Adrenochrome Junkie said:


> The Atlantic is a Lesbian/feminist news site.
> 
> You’re taking opinions from Feminazis.
> 
> That’s how low your testosterone is.


I’m not intimated or threatened by women. Makes my level higher than yours snowflake. Article written by David. A lesbian if there ever was, I guess.


----------



## Adrenochrome Junkie (Aug 30, 2021)

easyt65 said:


> You and the Atlantic just lost all credibility.


You held them credible?


----------



## Adrenochrome Junkie (Aug 30, 2021)

citygator said:


> I’m not intimated or threatened by women. Makes my level higher than yours snowflake.


You have the same opinions as them. You have the mind of a feminist. And you’re a dude. 

Low testosterone…


----------



## easyt65 (Aug 30, 2021)

Adrenochrome Junkie said:


> You held them credible?


No...never considered them anything at all.


----------



## Care4all (Aug 30, 2021)

Calypso Jones said:


> I give him credit...for destroying our reputation around the world.


It was already destroyed by president Trump..... Surely you know this....?

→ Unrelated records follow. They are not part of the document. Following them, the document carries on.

PR #527, opened 2026-05-19
feat: Document the global cache fallback during development

marcelomendoncasoares:
Documentation for https://github.com/serverpod/serverpod/pull/5140.

### DIFF
--- a/docs/06-concepts/08-caching.md
+++ b/docs/06-concepts/08-caching.md
@@ -1,6 +1,6 @@
 # Caching
 
-Accessing the database can be expensive for complex queries or if you need to run many different queries for a specific task. Serverpod makes it easy to cache frequently requested objects in the memory of your server. Any object can be cached, including primitive types (int, String, DateTime, Duration, ByteData, UuidValue), lists, maps, and serializable models. Objects can be stored in the Redis cache if your Serverpod is hosted across multiple servers in a cluster.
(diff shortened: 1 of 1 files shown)


docs/06-concepts/08-caching.md
```diff
@@ -30,10 +30,14 @@ Future<UserData> getUserData(Session session, int userId) async {
...
-In total, there are three caches where you can store your objects. Two caches are local to the server handling the current session, and one is distributed across the server cluster through Redis. There are two variants for the local cache, one regular cache, and a priority cache. Place objects that are frequently accessed in the priority cache.
+In total, there are three caches where you can store your objects. Two caches are local to the server handling the current session, and one is distributed across the server cluster through Redis. There are two variants for the local cache: one regular cache, and a priority cache. Place objects that are frequently accessed in the priority cache.
 
 Depending on the type and number of objects that are cached in the global cache, you may want to specify custom caching rules in Redis. This is currently not handled automatically by Serverpod.
 
+:::info
+During development, you can run and test uses of the global cache on your code without depending on a running Redis server. If the server runs on `development`/`test` run mode and the Redis cache is configured, but not available, the global cache will fall back to an isolated in-memory cache.
```
developerjamiu: Three accuracy points and small wording:
- Fallback fires in any non-production mode, not just `development`/`test` (`lib/src/server/serverpod.dart. around 807`).
- Also fires when Redis isn't configured, not only when configured-but-unavailable (`caches.dart around 25-28`).
- Wording: `runs on` → `runs in`, drop the comma in "configured, but not available", `uses of the global cache on your code` → `code that uses the global cache`.

```suggestion
During development, you can run code that uses the global cache without a running Redis server. If Redis is unreachable (or not configured) in a non-production run mode, the global cache falls back to an isolated in-memory cache.
```

developerjamiu (approved):

PR #532, opened 2026-05-21
docs: Moved all starter pages into the Get started folder

Swiftaxe:
Moved all the starter pages into the "get started" folder to create a single entry point for new users.

Sidebar labels and the first title of each page are also changed to use the active voice.

image

A slug is used to keep the same URL for moved pages, avoiding broken external links.

The source for the number icons could not be found, so all numbers were replaced with a similar-looking font.

Note: updating page content to align with the next release is not part of this PR. It will be pushed separately.


docs/04-get-started/02-quickstart.md
```diff
@@ -1,8 +1,11 @@
 ---
 sidebar_label: Quickstart
-sidebar_class_name: sidebar-icon-quickstart
+sidebar_class_name: sidebar-icon-get-started-step-2
+slug: /quickstart
 ---
 
+<!-- markdownlint-disable MD041 -->
```
developerjamiu, line 7: Why do we have this?

developerjamiu (approved):
This looks good.

docs/04-get-started/02-quickstart.md
Swiftaxe: The markdown lint complains about the page not starting with the title, due to the imports.

PR #539, opened 2026-05-26
docs: Restructure Deploy your app section with Custom hosting

developerjamiu:
## Summary

- "Deploy your app" is now a dropdown with two children: **Deploy to Serverpod Cloud** (recommended path, links out to the Cloud docs) and **Custom hosting** (self-hosted guides).
- Both categories are dropdown-only (no landing page), matching the other sections.
- The self-hosted guides move under `custom-hosting/`, with "Choosing a strategy" first. Inbound links updated.
- Icons: cloud-sun on Deploy to Serverpod Cloud, hammer on Custom hosting.

## Output

image

## Test plan

- [ ] Sidebar: Deploy your app → Deploy to Serverpod Cloud + Custom hosting, both dropdowns.
- [ ] `npm run build` passes (no broken links).

## Issue
Closes: https://github.com/serverpod/serverpod_docs/issues/541

PR #536, opened 2026-05-24
docs: Arrange order of top-level menu items

Swiftaxe:
This arranges the top-level menu items in accordance with the new information architecture.

image

Note: Serverpod Academy page gets added in #500.

Using the sidebar position for the tutorials, rather than renaming folders, prevents renaming the concepts folder, which would cause 130+ additional file changes.

PR #556, opened 2026-05-27
docs: Remove the stale duplicate Deploy your app section

developerjamiu:
#539 merged without rebasing onto #536, leaving two Deploy sections on main: the reworked content under `08-deployments/` (missing its category label) and the old, stale pages still under `09-deployments/` (which held the "Deploy your app" `_category_.json`).

This keeps the reworked section in place and drops the stale duplicate:

- Moves the `"Deploy your app"` `_category_.json` onto the reworked content in `08-deployments/`.
- Removes the old `09-deployments/` pages (already rewritten into `custom-hosting/`).

The reworked content from #539 is unchanged, the inbound link from the Build your first app deploy page stays valid, and `npm run build` passes with no broken links.


Swiftaxe (approved):
LGTM!

PR #560, opened 2026-05-29
docs: Add getting started guide for email authentication setup

Zfinix:
## Summary

New projects on Serverpod 3.5+ already ship with the auth module installed, but the existing `01-setup.md` page is dense and oriented at users adding the module manually. That's a rough first-touch experience for someone who just wants to turn on email sign-in.

This PR:

- Adds a new `01-get-started.md` page that walks a new-project user through the smooth path: turn on the sign-in screen, run `serverpod start`, sign up using the dev console code, sign in.
- Reframes `01-setup.md` as a migration guide for upgrading existing projects, with a note redirecting new-project users to the new page.
- Adds `sidebar_label` on both pages so they don't overflow the sidebar.

A small follow-up PR will rename `01-setup.md` to `02-migrate-auth-module.md` and renumber the rest of the auth section. Kept separate to keep this PR scoped to content.

### DIFF
--- a/docs/06-concepts/11-authentication/01-get-started.md
+++ b/docs/06-concepts/11-authentication/01-get-started.md
@@ -13,8 +13,8 @@ This guide walks you through that, then shows how to test signing up and signing
 ## Prerequisites
 
 - A project created with `serverpod create` on Serverpod 3.5 or later. If you are upgrading an older project, follow [Migrate to the new auth module](./setup) first to add authentication.
-- Docker installed and running, so the server can start its database.
 - The Flutter SDK installed, so you can run the app.
+- Docker installed and running, if your project uses a Docker Postgres. Projects on the embedded Postgres option don't need Docker.
 
 ## Show the sign-in screen
 
--- a/docs/06-concepts/11-authentication/01-get-started.md
+++ b/docs/06-concepts/11-authentication/01-get-started.md
@@ -12,7 +12,7 @@ This guide walks you through that, then shows how to test signing up and signing
 
 ## Prerequisites
 
-- A project created with `serverpod create` on Serverpod 3.5 or later. If you are upgrading an older project, follow [Migrate to the new auth module](./setup) first to add authentication.
+- A project created with `serverpod create` on Serverpod 3.5 or later. For older projects, see [Setup](./setup) first to add the auth module.
 - The Flutter SDK installed, so you can run the app.
 - Docker installed and running, if your project uses a Docker Postgres. Projects on the embedded Postgres option don't need Docker.
 
--- a/docs/06-concepts/11-authentication/01-get-started.md
+++ b/docs/06-concepts/11-authentication/01-get-started.md
@@ -12,7 +12,7 @@ This guide walks you through that, then shows how to test signing up and signing
 
 ## Prerequisites
 
-- A project created with `serverpod create` on Serverpod 3.4 or later. If you are upgrading an older project, follow [Migrate to the new auth module](./setup) first to add authentication.
+- A project created with `serverpod create` on Serverpod 3.5 or later. If you are upgrading an older project, follow [Migrate to the new auth module](./setup) first to add authentication.
 - Docker installed and running, so the server can start its database.
 - The Flutter SDK installed, so you can run the app.
 
--- a/docs/06-concepts/11-authentication/01-get-started.md
+++ b/docs/06-concepts/11-authentication/01-get-started.md
@@ -1,0 +1,73 @@
+---
+sidebar_label: Get started
+---
+
+# Get started with authentication
+
+When you create a project with `serverpod create`, email sign-in is already built in. The server is configured, the database is ready, and your app is connected to it. You only need to turn on the sign-in screen and run the app.
+
+This guide walks you through that, then shows how to test signing up and signing in.
+
+![Sign-in with Serverpod](/img/authentication/sign-in-widget-device.png)
+
+## Prerequisites
+
+- A project created with `serverpod create` on Serverpod 3.4 or later. If you are upgrading an older project, follow [Migrate to the new auth module](./setup) first to add authentication.
+- Docker installed and running, so the server can start its database.
+- The Flutter SDK installed, so you can run the app.
+
+## Show the sign-in screen
+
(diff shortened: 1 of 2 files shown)


docs/06-concepts/11-authentication/01-getting-started.md
```diff
@@ -0,0 +1,92 @@
+# Setup
```
Swiftaxe: Consider a more descriptive title. Setup was also used the old page, which keeps it as a filename, which is a bit conflicting.

docs/06-concepts/11-authentication/01-getting-started.md
```diff
@@ -0,0 +1,92 @@
...
+
+![Sign-in with Serverpod](/img/authentication/sign-in-widget-device.png)
+
+## Prerequisites
+
+- A project created with `serverpod create` on Serverpod 3.4 or later. If you are upgrading an older project, follow [Migrate to the new auth module](./setup) first to add authentication.
+- Docker installed and running, so the server can start its database.
+- The Flutter SDK installed, so you can run the app.
+
+## What you get out of the box
```
Swiftaxe: The whole "What you get out of the box" is a filler not needed. It repeats what is already said at the top. Remove it.

docs/06-concepts/11-authentication/01-getting-started.md
```diff
@@ -0,0 +1,92 @@
...
+
+That is the only change your app needs.
+
+## Start the database
+
+From the server directory, start the database and apply the migration that creates the sign-in tables:
+
+```bash
+cd my_project_server
+docker compose up --build --detach
```
Swiftaxe: Docker and dart run is not relevant for 3.5. Update to conform to latest version.

docs/06-concepts/11-authentication/01-getting-started.md
```diff
@@ -0,0 +1,92 @@
...
+
+This also starts the server.
+
+## Run the app
+
+With the server running, start your app:
+
+```bash
+cd my_project_flutter
+flutter run
```
Swiftaxe: No Flutter run needed in latest version.

Swiftaxe (commented):
Looks clean! Added a few comments.

docs/06-concepts/11-authentication/01-setup.md
```diff
@@ -1,6 +1,10 @@
-# Setup
+# Migrate to the new auth module
```
Swiftaxe: If this will be the migration guide, we need to fully test it as that and take the other attempts at migration guides into consideration (ie the old PR still hanging)

docs/06-concepts/11-authentication/01-getting-started.md
Zfinix: Removed

docs/06-concepts/11-authentication/01-get-started.md
```diff
@@ -0,0 +1,73 @@
...
+
+When you create a project with `serverpod create`, email sign-in is already built in. The server is configured, the database is ready, and your app is connected to it. You only need to turn on the sign-in screen and run the app.
+
+This guide walks you through that, then shows how to test signing up and signing in.
+
+![Sign-in with Serverpod](/img/authentication/sign-in-widget-device.png)
+
+## Prerequisites
+
+- A project created with `serverpod create` on Serverpod 3.4 or later. If you are upgrading an older project, follow [Migrate to the new auth module](./setup) first to add authentication.
```
developerjamiu: Suggestion: the pre-req says "Serverpod 3.4 or later" but the workflow below uses `serverpod start`, which only exists from 3.5. On 3.4, readers would need to start Docker, the server, and the Flutter app separately. Recommend bumping the pre-req to 3.5. Same fix in `01-setup.md` line 9.

```suggestion
- A project created with `serverpod create` on Serverpod 3.5 or later. If you are upgrading an older project, follow [Migrate to the new auth module](./setup) first to add authentication.
```

docs/06-concepts/11-authentication/01-get-started.md
```diff
@@ -0,0 +1,73 @@
...
+- Docker installed and running, so the server can start its database.
+- The Flutter SDK installed, so you can run the app.
```
developerjamiu: Suggestion: Serverpod 3.5 ships with an embedded Postgres option, so Docker isn't required for every project. Recommend softening this so readers on the embedded path don't think they need Docker.

```suggestion
- The Flutter SDK installed, so you can run the app.
- Docker installed and running, if your project uses a Docker Postgres. Projects on the embedded Postgres option don't need Docker.
```

Order swapped because Flutter is the universal pre-req and Docker is conditional.

developerjamiu (changes requested):
The writeup is solid and flows well; the new Get started page reads cleanly and hits the goal of a simple email-auth path. Nice work.

Reinforcing @Swiftaxe earlier note on the rename of `01-setup.md` to "Migrate to the new auth module": the title now promises content the body doesn't have. The steps still teach a fresh install rather than a migration from serverpod_auth, so a reader coming from an older project will follow them, install serverpod_auth_idp, and still have an old-auth schema with no path forward.

This is not blocking as it was mentioned earlier that there's an existing PR for the actual migration but flagging it so we address this soon.

developerjamiu (approved):

Zfinix:
> The writeup is solid and flows well; the new Get started page reads cleanly and hits the goal of a simple email-auth path. Nice work.
> 
> Reinforcing @Swiftaxe earlier note on the rename of `01-setup.md` to "Migrate to the new auth module": the title now promises content the body doesn't have. The steps still teach a fresh install rather than a migration from serverpod_auth, so a reader coming from an older project will follow them, install serverpod_auth_idp, and still have an old-auth schema with no path forward.
> 
> This is not blocking as it was mentioned earlier that there's an existing PR for the actual migration but flagging it so we address this soon.

Yes I agree, I have dropped the edits to 01-setup.md from this PR, the file is back to its main state. will tackle migration in a separate PR

developerjamiu (approved):

Swiftaxe (approved):
Great entry-path into authentication!

LGTM!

This Joe messed up thing on Afghanistan exit, just means it'll take Biden a little longer to try to build our reputation back from the abyss it was already in from 4 years of Trump....


----------



## SassyIrishLass (Aug 30, 2021)

citygator said:


> I’m not intimated or threatened by women. Makes my level higher than yours snowflake. Article written by David. A lesbian if there ever was, I guess.



You probably identify as one 

The only thing Pedo Joe deserves is ridicule and disgust


----------



## easyt65 (Aug 30, 2021)

Care4all said:


> It was already destroyed by president Trump..... Surely you know this....?
> 
> This Joe messed up thing on Afghanistan exit, just means it'll take Biden a little longer to try to build our reputation back from the abyss it was already in from 4 years of Trump....


Our allies have already said they will not support ANY Biden endeavor....he has DESTROYED our alliances, destroyed his credibility, and abandoned Americans to vicious terrorists...

NOTHING he ever says again is worth believing.  From his campaign bullshit to his promise not to leave Americans behind, Biden has proven himself to be without credibility - ZERO!

Your delusion regarding Trump only shows you are just as f*ed up in the head as Biden.


----------



## AZrailwhale (Aug 30, 2021)

Persuader said:


> What a load of hogwash; and it convieniently leaves out mentioning all those left behind.
> 
> Biden is a disaster that even the lame stream now knows.


Plus the fact that for eight of the years of American involvement BIDEN WAS VICE PRESIDENT OF THE UNITED STATES and a senator for eleven of the remaining years. He has been president for that twentieth year.  If it's any one person's mess, it's Biden's.


----------



## citygator (Aug 30, 2021)

Adrenochrome Junkie said:


> You have the same opinions as them. You have the mind of a feminist. And you’re a dude.
> 
> Low testosterone…


Only one of us is married to a cutie. Say “hi” to your right hand for me.


----------



## progressive hunter (Aug 30, 2021)

citygator said:


> Only one of us is married to a cutie. Say “hi” to your right hand for me.


youre just mad your thread isnt going well,,


----------



## colfax_m (Aug 30, 2021)

Some of y’all just discovered you want forever war after all despite claiming for years that you didn’t.


----------



## progressive hunter (Aug 30, 2021)

colfax_m said:


> Some of y’all just discovered you want forever war after all despite claiming for years that you didn’t.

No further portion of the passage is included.